- [Exercise objective]:
In the data below, find each line carrying the string "ruby" and copy it out.
|---|
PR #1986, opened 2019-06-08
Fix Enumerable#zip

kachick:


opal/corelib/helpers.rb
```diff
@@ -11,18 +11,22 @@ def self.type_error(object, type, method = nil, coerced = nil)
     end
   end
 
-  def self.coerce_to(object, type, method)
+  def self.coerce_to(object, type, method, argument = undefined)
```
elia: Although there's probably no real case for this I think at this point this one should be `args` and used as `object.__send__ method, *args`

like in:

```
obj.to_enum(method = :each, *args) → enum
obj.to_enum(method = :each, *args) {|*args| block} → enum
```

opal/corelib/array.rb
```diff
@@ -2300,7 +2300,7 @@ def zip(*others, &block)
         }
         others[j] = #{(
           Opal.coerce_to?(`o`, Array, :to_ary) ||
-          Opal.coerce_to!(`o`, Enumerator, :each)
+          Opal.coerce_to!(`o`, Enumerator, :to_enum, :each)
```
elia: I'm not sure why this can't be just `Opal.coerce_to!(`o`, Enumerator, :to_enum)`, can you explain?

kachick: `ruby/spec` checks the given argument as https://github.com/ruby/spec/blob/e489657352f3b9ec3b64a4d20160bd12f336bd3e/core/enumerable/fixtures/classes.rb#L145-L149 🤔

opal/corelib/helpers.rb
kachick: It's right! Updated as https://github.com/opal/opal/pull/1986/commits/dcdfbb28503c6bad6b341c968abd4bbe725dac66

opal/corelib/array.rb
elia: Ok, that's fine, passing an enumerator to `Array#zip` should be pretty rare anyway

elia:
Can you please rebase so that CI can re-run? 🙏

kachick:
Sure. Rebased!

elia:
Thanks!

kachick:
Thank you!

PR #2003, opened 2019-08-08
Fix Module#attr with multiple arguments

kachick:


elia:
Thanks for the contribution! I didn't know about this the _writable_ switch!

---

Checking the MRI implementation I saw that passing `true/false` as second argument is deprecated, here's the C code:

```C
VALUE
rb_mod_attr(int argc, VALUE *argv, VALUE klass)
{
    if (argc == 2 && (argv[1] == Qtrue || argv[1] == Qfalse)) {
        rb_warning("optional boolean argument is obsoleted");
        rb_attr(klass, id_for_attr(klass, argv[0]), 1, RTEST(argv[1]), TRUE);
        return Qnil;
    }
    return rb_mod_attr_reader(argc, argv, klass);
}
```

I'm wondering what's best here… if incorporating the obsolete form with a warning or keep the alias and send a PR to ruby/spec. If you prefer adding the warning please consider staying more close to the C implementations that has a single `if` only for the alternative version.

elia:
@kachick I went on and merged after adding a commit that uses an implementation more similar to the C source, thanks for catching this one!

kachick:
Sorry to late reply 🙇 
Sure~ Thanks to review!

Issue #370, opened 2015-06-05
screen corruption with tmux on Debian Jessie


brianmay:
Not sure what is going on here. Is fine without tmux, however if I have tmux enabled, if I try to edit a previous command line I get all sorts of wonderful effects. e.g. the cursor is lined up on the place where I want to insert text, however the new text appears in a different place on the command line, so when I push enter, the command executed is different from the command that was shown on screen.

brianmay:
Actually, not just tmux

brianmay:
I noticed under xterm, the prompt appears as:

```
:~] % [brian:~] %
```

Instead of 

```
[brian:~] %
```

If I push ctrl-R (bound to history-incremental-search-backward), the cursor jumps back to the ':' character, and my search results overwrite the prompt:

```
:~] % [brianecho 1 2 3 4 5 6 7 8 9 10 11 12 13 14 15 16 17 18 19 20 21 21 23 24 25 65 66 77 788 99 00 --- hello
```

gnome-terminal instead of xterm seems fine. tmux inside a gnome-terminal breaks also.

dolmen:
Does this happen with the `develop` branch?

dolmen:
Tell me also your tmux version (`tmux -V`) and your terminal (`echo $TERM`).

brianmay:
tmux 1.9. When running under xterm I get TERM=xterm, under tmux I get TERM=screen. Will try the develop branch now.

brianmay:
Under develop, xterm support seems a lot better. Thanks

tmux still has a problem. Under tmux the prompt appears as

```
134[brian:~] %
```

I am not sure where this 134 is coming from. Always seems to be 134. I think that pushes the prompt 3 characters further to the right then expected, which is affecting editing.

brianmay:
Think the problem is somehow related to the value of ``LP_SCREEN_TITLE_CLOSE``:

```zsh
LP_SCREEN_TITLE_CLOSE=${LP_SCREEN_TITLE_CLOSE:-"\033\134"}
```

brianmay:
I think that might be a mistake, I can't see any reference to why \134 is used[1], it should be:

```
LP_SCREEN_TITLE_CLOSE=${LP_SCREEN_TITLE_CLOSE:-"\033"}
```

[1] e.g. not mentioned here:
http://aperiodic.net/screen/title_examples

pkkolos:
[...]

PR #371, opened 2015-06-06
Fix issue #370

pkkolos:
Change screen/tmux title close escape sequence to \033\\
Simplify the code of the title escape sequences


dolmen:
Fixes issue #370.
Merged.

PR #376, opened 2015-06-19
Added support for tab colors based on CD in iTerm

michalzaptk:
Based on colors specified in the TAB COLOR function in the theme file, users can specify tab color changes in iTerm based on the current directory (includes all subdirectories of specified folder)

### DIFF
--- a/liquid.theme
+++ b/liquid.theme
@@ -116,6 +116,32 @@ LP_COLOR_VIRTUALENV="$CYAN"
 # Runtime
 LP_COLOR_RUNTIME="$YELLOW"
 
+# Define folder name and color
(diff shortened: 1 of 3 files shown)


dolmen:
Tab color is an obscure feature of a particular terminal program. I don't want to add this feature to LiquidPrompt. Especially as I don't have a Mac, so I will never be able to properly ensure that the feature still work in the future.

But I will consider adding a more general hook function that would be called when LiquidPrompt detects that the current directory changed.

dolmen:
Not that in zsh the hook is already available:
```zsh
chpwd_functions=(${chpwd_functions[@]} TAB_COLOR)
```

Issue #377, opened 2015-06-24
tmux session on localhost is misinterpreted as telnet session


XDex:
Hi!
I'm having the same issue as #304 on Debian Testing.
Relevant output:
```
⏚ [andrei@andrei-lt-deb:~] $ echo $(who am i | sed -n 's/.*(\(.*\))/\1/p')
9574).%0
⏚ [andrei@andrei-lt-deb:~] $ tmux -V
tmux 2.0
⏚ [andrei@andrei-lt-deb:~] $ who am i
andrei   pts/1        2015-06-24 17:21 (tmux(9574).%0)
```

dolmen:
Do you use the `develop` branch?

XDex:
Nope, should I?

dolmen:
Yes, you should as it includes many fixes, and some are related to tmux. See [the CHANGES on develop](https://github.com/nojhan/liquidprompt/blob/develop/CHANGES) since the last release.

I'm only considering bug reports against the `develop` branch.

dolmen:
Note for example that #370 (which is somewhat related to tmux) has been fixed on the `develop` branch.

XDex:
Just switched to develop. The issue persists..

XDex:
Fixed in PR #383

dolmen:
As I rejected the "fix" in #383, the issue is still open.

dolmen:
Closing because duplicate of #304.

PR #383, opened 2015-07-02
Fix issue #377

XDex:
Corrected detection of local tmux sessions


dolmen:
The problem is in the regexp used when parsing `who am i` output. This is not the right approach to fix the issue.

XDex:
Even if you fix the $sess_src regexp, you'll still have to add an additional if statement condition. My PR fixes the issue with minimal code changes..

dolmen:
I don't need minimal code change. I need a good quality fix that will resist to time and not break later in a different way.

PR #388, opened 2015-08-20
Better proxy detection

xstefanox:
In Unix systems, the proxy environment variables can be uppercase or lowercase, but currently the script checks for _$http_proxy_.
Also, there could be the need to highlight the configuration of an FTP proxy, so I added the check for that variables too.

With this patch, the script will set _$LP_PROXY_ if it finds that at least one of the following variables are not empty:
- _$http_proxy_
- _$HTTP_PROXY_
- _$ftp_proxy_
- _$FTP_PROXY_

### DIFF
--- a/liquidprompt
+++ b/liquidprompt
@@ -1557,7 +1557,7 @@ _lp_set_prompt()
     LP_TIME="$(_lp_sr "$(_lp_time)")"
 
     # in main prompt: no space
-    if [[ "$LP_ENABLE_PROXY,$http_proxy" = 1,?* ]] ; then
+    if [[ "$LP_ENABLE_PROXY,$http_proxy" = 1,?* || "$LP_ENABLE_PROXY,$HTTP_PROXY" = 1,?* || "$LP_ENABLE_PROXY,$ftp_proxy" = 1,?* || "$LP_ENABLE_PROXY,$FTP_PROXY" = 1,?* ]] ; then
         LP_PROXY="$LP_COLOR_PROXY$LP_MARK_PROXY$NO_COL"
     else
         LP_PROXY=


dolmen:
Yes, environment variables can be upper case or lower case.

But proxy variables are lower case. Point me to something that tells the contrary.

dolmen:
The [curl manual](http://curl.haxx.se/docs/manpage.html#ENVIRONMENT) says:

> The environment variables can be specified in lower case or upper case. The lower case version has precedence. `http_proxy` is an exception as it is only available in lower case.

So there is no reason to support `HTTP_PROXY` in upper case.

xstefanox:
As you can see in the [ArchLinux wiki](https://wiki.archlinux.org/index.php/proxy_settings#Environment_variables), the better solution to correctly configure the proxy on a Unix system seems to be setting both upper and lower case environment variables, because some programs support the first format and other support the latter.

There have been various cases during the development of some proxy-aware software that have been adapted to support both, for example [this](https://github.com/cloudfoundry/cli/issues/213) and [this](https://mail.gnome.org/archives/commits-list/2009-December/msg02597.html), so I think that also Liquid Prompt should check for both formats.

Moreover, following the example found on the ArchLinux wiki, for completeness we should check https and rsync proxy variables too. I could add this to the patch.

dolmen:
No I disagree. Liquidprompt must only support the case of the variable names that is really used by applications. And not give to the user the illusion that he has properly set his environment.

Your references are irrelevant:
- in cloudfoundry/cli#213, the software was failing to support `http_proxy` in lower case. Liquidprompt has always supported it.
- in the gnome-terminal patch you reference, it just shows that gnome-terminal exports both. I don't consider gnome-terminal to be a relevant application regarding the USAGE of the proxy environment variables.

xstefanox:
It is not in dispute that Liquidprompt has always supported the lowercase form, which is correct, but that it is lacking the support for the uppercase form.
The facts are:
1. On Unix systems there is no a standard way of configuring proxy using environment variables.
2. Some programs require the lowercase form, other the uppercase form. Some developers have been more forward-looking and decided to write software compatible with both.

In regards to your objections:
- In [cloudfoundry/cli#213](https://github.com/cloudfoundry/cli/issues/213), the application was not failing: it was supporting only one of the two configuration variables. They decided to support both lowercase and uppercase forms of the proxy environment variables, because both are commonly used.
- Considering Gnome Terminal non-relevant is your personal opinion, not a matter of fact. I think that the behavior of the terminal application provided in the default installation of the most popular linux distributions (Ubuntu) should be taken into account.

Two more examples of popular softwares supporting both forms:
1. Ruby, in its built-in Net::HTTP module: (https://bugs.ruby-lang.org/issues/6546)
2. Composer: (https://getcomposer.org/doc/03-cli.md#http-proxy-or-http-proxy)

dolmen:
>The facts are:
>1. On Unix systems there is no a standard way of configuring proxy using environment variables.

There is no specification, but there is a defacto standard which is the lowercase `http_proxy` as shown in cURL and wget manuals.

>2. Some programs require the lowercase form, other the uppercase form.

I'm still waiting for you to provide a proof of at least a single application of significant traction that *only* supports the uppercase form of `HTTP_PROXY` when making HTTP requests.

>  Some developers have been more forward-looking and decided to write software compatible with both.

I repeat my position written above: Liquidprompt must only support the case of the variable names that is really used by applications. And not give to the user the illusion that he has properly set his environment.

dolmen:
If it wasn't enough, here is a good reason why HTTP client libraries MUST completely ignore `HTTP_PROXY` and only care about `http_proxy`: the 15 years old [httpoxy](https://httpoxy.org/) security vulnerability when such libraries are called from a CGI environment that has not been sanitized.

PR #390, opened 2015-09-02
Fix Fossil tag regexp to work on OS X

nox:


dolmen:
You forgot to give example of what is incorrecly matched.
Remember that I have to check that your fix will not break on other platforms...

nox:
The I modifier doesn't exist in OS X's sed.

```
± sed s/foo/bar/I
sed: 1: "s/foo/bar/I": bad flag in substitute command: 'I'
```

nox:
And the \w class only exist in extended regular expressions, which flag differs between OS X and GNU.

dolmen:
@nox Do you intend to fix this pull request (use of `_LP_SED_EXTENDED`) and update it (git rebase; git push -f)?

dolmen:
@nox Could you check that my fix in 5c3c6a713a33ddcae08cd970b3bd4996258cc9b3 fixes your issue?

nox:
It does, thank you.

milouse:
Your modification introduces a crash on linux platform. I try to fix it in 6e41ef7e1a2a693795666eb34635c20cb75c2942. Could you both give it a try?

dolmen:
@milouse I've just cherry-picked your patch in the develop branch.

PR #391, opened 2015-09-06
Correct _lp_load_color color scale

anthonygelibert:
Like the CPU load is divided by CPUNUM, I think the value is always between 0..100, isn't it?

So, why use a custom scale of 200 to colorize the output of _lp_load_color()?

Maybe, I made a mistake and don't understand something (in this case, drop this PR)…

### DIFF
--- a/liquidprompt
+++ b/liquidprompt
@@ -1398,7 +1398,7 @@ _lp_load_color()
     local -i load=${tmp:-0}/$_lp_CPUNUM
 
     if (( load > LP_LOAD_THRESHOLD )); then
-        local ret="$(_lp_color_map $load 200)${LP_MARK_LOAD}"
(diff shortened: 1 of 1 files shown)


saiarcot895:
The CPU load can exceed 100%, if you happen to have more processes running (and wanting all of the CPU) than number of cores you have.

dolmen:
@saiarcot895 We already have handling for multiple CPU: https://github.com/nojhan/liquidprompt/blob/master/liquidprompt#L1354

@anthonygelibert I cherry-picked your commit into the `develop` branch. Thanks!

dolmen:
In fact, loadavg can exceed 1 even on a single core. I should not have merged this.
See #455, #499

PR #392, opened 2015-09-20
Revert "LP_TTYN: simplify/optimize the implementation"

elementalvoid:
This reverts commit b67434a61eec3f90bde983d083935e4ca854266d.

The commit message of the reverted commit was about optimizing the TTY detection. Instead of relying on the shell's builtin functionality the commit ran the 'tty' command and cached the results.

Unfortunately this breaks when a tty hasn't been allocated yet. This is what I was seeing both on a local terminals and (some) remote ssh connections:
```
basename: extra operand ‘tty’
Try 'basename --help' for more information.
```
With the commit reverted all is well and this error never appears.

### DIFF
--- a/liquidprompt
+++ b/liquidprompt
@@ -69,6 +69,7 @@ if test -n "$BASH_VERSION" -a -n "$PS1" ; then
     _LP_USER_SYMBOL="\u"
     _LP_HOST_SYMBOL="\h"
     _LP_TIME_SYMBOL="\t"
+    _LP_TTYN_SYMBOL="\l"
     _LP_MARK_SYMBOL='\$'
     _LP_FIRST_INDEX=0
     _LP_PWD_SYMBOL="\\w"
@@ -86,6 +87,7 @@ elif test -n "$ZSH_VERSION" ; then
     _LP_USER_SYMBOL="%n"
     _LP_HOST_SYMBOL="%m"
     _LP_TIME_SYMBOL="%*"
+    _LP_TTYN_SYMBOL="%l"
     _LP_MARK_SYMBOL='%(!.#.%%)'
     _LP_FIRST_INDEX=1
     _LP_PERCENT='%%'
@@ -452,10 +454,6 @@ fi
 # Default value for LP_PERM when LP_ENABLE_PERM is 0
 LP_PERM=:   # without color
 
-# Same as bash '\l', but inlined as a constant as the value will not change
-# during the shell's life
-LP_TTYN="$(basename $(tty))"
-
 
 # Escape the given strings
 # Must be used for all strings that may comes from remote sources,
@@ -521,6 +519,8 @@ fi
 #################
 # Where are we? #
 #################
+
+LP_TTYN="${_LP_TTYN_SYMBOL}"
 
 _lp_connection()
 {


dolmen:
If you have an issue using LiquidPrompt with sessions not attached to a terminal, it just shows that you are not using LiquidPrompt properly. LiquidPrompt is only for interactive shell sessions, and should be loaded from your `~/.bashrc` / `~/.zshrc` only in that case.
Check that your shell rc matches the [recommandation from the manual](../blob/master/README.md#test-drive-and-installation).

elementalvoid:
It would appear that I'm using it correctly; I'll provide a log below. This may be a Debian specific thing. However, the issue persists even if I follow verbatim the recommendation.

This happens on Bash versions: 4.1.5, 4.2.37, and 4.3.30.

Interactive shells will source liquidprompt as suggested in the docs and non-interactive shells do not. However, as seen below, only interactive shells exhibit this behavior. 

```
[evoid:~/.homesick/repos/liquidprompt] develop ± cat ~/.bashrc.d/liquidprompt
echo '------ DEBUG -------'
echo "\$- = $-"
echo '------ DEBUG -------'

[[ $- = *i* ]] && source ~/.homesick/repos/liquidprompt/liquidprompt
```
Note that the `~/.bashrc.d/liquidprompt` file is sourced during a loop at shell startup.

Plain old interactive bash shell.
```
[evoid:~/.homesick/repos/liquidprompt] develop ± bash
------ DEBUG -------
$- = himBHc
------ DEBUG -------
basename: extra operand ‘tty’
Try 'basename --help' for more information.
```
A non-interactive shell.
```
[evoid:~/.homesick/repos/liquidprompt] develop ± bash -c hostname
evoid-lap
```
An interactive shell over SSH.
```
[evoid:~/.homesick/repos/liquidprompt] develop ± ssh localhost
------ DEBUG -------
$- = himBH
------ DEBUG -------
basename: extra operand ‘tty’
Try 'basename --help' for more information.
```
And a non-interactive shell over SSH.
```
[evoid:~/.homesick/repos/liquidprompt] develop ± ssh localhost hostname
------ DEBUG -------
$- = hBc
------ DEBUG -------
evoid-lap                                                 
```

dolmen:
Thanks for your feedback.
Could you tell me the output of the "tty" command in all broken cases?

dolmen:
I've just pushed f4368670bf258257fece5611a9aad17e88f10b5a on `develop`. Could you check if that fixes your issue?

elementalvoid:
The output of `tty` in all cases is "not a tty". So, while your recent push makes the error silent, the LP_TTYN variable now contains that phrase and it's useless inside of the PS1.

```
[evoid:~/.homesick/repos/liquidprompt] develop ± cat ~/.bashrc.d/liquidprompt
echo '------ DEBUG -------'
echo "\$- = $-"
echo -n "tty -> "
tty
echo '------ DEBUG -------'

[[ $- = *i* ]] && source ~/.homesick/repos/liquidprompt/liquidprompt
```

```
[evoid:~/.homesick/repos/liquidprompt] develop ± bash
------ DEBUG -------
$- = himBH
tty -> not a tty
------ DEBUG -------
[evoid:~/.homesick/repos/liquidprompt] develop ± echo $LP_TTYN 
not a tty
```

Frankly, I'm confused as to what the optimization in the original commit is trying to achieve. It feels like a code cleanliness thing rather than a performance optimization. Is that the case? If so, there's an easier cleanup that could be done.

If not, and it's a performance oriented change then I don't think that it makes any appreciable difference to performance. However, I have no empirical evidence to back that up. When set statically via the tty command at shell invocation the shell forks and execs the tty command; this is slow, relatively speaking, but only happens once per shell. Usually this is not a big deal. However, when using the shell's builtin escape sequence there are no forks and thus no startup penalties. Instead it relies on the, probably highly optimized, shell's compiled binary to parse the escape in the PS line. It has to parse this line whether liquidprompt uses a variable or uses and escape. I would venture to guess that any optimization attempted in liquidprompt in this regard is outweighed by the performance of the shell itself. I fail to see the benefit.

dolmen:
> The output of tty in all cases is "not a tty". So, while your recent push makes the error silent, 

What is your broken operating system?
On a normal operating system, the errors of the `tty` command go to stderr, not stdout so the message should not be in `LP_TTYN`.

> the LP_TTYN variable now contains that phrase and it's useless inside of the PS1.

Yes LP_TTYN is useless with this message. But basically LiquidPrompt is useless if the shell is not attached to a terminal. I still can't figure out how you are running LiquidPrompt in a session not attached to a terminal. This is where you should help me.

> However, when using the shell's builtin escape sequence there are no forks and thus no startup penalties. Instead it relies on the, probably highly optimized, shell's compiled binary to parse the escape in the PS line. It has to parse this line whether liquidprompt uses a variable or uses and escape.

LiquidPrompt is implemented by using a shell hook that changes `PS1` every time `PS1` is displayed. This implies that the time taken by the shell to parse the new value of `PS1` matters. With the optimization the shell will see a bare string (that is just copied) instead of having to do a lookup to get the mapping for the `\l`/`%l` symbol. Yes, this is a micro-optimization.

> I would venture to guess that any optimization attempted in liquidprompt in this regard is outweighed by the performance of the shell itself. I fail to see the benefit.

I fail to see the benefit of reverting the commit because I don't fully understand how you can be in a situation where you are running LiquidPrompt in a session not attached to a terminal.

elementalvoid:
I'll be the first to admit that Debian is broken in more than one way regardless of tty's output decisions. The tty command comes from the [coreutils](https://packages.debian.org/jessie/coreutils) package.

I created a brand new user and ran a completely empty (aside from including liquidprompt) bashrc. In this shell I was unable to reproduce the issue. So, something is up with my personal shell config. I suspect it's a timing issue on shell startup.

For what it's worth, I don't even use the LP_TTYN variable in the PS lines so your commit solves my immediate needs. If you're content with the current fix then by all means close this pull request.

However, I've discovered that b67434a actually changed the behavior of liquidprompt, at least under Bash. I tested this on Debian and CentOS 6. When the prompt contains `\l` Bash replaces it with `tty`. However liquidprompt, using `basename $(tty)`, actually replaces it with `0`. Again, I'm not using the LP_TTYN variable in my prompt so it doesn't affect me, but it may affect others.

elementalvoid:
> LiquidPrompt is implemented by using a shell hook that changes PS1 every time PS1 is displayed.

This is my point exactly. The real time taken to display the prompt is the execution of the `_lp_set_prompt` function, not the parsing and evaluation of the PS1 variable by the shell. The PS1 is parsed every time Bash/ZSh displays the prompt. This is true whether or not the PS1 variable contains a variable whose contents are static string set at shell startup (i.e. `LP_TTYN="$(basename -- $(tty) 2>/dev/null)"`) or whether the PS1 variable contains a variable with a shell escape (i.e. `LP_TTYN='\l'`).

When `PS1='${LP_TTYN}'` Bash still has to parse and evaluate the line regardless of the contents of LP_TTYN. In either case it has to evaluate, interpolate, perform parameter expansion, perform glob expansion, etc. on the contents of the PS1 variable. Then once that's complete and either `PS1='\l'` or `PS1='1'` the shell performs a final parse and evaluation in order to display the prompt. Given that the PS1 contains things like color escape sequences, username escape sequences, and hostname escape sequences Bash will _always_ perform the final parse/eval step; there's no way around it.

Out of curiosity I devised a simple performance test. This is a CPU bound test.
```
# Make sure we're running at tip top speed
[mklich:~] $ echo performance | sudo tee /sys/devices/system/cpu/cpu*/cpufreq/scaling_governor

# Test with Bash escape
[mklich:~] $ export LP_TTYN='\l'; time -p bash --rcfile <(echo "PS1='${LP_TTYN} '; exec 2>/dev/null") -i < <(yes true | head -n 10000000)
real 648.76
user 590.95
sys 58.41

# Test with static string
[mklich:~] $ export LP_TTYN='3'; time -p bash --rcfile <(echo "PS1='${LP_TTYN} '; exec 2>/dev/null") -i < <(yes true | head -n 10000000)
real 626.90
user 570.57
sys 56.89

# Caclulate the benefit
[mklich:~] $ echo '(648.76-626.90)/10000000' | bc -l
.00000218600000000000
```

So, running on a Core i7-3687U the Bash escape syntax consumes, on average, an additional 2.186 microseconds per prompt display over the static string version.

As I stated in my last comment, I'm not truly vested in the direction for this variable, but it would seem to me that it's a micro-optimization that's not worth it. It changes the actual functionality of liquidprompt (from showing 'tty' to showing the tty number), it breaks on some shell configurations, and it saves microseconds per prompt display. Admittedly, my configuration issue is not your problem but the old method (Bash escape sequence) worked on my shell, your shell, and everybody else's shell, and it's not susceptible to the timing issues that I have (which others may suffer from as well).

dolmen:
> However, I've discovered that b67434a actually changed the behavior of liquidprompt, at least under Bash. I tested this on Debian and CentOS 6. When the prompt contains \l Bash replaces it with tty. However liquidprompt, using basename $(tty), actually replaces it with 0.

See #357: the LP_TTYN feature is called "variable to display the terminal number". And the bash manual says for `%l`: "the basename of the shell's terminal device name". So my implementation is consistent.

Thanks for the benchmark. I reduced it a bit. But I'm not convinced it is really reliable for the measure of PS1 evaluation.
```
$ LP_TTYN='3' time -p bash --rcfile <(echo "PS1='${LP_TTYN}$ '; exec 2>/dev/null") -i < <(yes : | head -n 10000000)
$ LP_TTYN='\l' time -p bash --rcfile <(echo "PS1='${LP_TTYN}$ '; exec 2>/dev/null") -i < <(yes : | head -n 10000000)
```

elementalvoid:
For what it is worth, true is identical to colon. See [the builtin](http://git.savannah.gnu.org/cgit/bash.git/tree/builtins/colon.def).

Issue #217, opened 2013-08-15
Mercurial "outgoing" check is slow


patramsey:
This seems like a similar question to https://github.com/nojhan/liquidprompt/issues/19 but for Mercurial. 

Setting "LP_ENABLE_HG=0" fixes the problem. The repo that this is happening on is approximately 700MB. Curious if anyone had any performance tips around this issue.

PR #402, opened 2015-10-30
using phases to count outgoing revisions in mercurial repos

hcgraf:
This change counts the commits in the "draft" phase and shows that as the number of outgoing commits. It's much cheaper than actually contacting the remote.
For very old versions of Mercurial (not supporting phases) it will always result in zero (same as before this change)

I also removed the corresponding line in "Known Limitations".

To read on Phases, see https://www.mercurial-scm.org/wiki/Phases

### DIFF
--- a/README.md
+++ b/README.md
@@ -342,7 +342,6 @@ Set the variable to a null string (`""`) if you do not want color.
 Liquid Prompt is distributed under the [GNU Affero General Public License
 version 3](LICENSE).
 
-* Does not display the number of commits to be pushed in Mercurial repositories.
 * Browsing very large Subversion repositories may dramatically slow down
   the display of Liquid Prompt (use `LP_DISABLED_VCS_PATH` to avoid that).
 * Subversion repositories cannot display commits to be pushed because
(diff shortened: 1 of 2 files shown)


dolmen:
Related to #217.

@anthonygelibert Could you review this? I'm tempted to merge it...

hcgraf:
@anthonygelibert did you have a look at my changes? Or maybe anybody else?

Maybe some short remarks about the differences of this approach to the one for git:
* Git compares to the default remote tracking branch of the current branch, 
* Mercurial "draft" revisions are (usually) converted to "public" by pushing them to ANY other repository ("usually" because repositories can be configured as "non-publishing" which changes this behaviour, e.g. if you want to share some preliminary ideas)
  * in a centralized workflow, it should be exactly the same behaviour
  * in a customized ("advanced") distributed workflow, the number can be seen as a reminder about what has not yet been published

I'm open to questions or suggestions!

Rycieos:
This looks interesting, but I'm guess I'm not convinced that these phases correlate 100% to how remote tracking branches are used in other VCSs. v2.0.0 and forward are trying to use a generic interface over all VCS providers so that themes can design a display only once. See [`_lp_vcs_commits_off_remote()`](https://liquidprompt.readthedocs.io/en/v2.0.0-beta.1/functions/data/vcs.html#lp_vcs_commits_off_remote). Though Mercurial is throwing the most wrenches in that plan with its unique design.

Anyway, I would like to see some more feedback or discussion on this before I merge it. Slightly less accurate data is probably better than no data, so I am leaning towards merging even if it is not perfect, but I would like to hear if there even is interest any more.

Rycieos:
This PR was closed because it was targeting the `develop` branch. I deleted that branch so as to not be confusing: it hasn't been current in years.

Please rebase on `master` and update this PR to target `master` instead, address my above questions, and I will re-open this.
|---|
- [Output]:
kachick: `ruby/spec` checks the given argument as https://github.com/ruby/spec/blob/e489657352f3b9ec3b64a4d20160bd12f336bd3e/core/enumerable/fixtures/classes.rb#L145-L149 🤔
I'm wondering what's best here… if incorporating the obsolete form with a warning or keep the alias and send a PR to ruby/spec. If you prefer adding the warning please consider staying more close to the C implementations that has a single `if` only for the alternative version.
1. Ruby, in its built-in Net::HTTP module: (https://bugs.ruby-lang.org/issues/6546)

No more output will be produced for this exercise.